For me, this was an epiphany. My baby's grasp of theology, it seemed, was beginning to exceed my own. For in that precious moment, I knew that my son had something to teach me about faith. And, given the attention focused on all American Catholic bishops these days, it occurred to me that his insight might be fitting for a lot of others as well.

Had he acted on some of the emotions he surely must have felt that day, my son might well have carped about Bishop D'Arcy, sworn off extracurricular activities and tossed his blessed shoes in the trash. Instead, he chose to trust and make the most of the situation he'd been handed. He seemed to know instinctively that you don't need to be a player to make it to the winner's circle, that you can get to an equally rewarding place by being an intercessor.

I've seen a lot of those shoes since then. Now they're torn and caked with mud from endless crawdad hunts at the riverbank. During one fishing expedition, they were worn as waders, and my mind flashed back to that old Anthony Quinn film The Shoes of the Fisherman, a story that movingly conveys a sense of the rich heritage of the Church and the papacy. I remember watching it on TV with my dad, whose eyes welled with tears at the moment the new pope was chosen.

“This is what we're all about,” Daddy told us eight kids. “All the popes and cardinals and bishops march through time in the shoes of Peter, the fisherman.” The one called by Christ himself. Our bishops have been ordained by God, their offices handed down through the centuries from a man just as flawed as any of them. If you think that's an exaggeration, remember that Peter, Jesus' right-hand man, essentially disowned the Lord — during Jesus' darkest hour, at that.

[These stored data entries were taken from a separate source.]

PR #14740, opened 2024-05-20
Added Redirect options to asset check in/out

Godmartinz:
# Description

This adds asset redirect options back to the assigned asset, the person/place/thing it is being checked out to, or back to all assets. This remembers your last choice and keeps that choice stored in the session.
image

Check out Options:
image

Check in Options:
image

This creates a partial that is named `redirect-submit-options-blade.php` this dynamically takes in the variables needed in the example pictures and can shrink the code size a tiny bit now and later.

This also is setup to add on redirect options for other check in/out processes in the future. But that will require a bit of refactoring and they should probably be in separate PRs.

Fixes # [sc-1405]

## Type of change

Please delete options that are not relevant.

- [ ] Bug fix (non-breaking change which fixes an issue)
- [x ] New feature (non-breaking change which adds functionality)
- [ ] Breaking change (fix or feature that would cause existing functionality to not work as expected)
- [ ] This change requires a documentation update

# How Has This Been Tested?

Please describe the tests that you ran to verify your changes. Provide instructions so we can reproduce. Please also list any relevant details for your test configuration

- [ ] Test A
- [ ] Test B

**Test Configuration**:
* PHP version:
* MySQL version
* Webserver version
* OS version

# Checklist:

- [ ] I have read the Contributing documentation available here: https://snipe-it.readme.io/docs/contributing-overview
- [ ] I have formatted this PR according to the project guidelines: https://snipe-it.readme.io/docs/contributing-overview#pull-request-guidelines
- [ ] My code follows the style guidelines of this project
- [ ] I have performed a self-review of my own code
- [ ] I have commented my code, particularly in hard-to-understand areas
- [ ] I have made corresponding changes to the documentation
- [ ] My changes generate no new warnings
- [ ] I have added tests that prove my fix is effective or that my feature works
- [ ] New and existing unit tests pass locally with my changes

PR #14808, opened 2024-05-31
Small UI tweaks and redirects when asset model is invalid

snipe:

God doesn't expect perfection. He expects trust. I suppose that, as we listen to one another discuss the bishops' role in the present scandals, the meeting in Dallas and everything before and after, we could all find plenty of fault. But how much more blessed we will all be if we appreciate what they are trying to do. And remind ourselves who they are in Christ's eyes.

No bishop in the world wants to endanger young people. They never did. They never will. We also thwart our own healing when we start demanding: “This is our Church; we want more say in how it's run.”

The truth is, it isn't ours. It's God's. If we really look, we'll see the Holy Spirit's light upon our dear bishops; if we listen, really listen, we can hear a voice like thunder in our hearts saying, “These are my beloved sons. Listen to them.” I am very proud of the way the U.S. bishops have looked straight into the jaws of hell in this scandal — and never lost their trust in God. There's certainly more work to do. Let's let them do it. Let's pray for them, love them, listen to them.

My son, of course, heard all the painful stories from victims of abuse. We wept together over it, our whole family. We felt the pain and rage and confusion. Again, I wondered how it was affecting our children's faith, so I asked my boy: “Do you still trust our priests?”

He rolled his eyes again, sighing, as he rummaged through the refrigerator. “Mom, it's not the priests. I mean, it's hardly any priests. More people hurt kids who are just plain guys. Besides, if anybody ever tried to hurt me, no matter who he is — I'd just tell you, and you'd tell the bishop and the cops. Now that everybody knows about all that stuff, every-body's smarter.”

Munching on some leftover pizza, he added: “Have you seen my track shoes?”

We are a chosen people, a royal priesthood, a people set apart. Onward we march in blessed, albeit tattered, shoes. Where are we going? To the foot of the cross. There, behind our shepherds — flawed, sometimes stumbling — we are refreshed, renewed, cleansed.

Recognize this spot? It's our winner's circle.

Susan Baxter writes from Mishawaka, Indiana.